Theorem: Let $V_D = \{v_1, v_2, \ldots, v_k\}$ be the set of vertices of a compact convex set $D$. The convex hull of $V_D$ is $D$.

Example: The set of vertices of a convex polygon is, in fact, its vertices as traditionally defined in geometry. Any point inside the polygon can be written as a convex combination of its vertices.

--------------------

Theorem: If $f$ is a real-valued, convex function defined on a compact convex set $D$, then $\displaystyle \max_{x \in D} f(x) = \max_{x \in V_D} f(x)$, where $V_D$ is the set of vertices of $D$.

Proof: We will show that $\displaystyle f(x) \le \max_{x \in V_D} f(x)$ for all $x \in D$.

Let $\displaystyle x = \sum_{i=1}^k \lambda_i v_i$ where $\lambda_1, \lambda_2, \ldots, \lambda_k$ are nonnegative reals that sum to $1$ and $V_D = \{v_1, v_2, \ldots, v_k\}$. This is possible by the preceding theorem. Then by Jensen's Inequality we get

$\displaystyle \sum_{i=1}^k \lambda_i f(v_i) \ge f\left(\sum_{i=1}^k \lambda_i v_i\right) = f(x)$.

And since $\displaystyle \max_{x \in V_D} f(x) \ge \sum_{i=1}^k \lambda_i f(v_i)$, we have $\displaystyle \max_{x \in V_D} f(x) \ge f(x)$ for all $x \in D$. Furthermore, since $V_D$ is a subset of $D$, we know that this maximum is attained, thus

$\displaystyle \max_{x \in D} f(x) = \max_{x \in V_D} f(x)$

as desired.
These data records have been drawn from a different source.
PR #332, opened 2021-06-29
Webview can accept specific file type

munir-rakuten:
# Description
Webview can accept specific image file type.

## Links
MINI-3346

# Checklist

### DIFF
--- a/miniapp/src/main/java/com/rakuten/tech/mobile/miniapp/file/MiniAppFileChooser.kt
+++ b/miniapp/src/main/java/com/rakuten/tech/mobile/miniapp/file/MiniAppFileChooser.kt
@@ -80,7 +80,7 @@ class MiniAppFileChooserDefault(var requestCode: Int) : MiniAppFileChooser {
 
         val mtm = MimeTypeMap.getSingleton()
         for (mime in mimeTypes) {
-            if (mime != null && mime.trim { it <= ' ' }.startsWith(".")) {
+            if (mime.trim { it <= ' ' }.startsWith(".")) {
                 val extensionWithoutDot =
                     mime.trim { it <= ' ' }.substring(1, mime.trim { it <= ' ' }.length)
                 val derivedMime = mtm.getMimeTypeFromExtension(extensionWithoutDot)
--- a/miniapp/src/main/java/com/rakuten/tech/mobile/miniapp/file/MiniAppFileChooser.kt
+++ b/miniapp/src/main/java/com/rakuten/tech/mobile/miniapp/file/MiniAppFileChooser.kt
@@ -52,7 +52,9 @@ class MiniAppFileChooserDefault(var requestCode: Int) : MiniAppFileChooser {
             }
             // Uses Intent.EXTRA_MIME_TYPES to pass multiple mime types.
             fileChooserParams?.acceptTypes?.let { acceptTypes ->
-                if (!acceptTypes.equals("") && acceptTypes.isNotEmpty()) {
+                if (acceptTypes.isNotEmpty()
+                    && !(acceptTypes.size == 1 && acceptTypes[0].equals(""))
+                ) {
                     // Accept all first.
                     intent?.type = "*/*"
                     // Convert to valid MimeType if with dot.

QED.

--------------------

Comment: This is a very useful result, as it allows us to limit our search for the maximum of a function to its set of vertices, which is usually a considerably smaller set, though it may still be infinite (think sphere). In any case, this works well for constrained optimization problems in which the domain is limited to a polygon, the easiest application of this theorem.

--------------------

Practice Problem: Let $x$ and $y$ be real numbers satisfying $|2x-y| \le 3$ and $|y-3x| \le 1$. Find the maximum value of $f(x, y) = (x-y)^2$.